• _Task details_
If a line below contains the word "this", count it; give only the total.

---------- Data section ----------

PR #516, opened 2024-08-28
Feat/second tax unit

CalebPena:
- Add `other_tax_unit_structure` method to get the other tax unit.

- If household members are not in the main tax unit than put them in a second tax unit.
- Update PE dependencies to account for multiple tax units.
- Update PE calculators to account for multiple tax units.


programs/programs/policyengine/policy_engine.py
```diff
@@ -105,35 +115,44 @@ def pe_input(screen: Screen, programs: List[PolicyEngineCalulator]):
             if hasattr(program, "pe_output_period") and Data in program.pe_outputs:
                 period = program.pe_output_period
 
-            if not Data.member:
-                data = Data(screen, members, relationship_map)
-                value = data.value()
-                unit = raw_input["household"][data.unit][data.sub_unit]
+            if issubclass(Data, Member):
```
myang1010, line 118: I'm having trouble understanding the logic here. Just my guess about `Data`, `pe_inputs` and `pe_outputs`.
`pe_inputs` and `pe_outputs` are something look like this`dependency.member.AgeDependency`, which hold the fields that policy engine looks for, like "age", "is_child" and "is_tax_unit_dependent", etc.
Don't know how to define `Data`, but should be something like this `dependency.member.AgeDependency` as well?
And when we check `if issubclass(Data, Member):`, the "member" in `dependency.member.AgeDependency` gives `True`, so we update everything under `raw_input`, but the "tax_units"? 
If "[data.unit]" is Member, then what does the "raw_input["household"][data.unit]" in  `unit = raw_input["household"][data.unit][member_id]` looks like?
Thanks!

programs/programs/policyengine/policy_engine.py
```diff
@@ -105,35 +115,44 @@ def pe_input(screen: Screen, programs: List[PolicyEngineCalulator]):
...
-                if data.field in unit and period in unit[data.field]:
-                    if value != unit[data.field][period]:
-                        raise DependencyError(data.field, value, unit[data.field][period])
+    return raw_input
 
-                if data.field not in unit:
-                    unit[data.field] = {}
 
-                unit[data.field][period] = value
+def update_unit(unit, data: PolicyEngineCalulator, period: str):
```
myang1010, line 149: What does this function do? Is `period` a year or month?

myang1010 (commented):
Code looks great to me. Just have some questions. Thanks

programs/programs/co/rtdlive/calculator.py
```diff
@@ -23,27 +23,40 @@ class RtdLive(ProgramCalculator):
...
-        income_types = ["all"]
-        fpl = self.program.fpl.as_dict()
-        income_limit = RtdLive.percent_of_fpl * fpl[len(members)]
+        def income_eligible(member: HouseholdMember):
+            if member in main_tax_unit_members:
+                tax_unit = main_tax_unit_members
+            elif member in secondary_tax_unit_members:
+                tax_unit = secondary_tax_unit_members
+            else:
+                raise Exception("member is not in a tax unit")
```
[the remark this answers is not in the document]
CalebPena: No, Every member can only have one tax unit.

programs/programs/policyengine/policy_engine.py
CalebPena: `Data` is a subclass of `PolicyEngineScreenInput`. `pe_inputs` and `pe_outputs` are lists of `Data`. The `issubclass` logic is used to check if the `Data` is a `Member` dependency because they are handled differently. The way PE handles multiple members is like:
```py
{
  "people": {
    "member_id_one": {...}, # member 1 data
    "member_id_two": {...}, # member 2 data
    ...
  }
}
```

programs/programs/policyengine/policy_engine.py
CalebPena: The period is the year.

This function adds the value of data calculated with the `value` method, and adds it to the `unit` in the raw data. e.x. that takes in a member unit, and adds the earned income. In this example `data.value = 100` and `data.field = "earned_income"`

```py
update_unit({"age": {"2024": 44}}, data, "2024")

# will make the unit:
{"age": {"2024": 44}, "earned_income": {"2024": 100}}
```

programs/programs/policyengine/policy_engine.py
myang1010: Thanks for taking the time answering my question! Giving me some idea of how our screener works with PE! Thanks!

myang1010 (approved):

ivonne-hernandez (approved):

----------

• _Response to the exercise_
5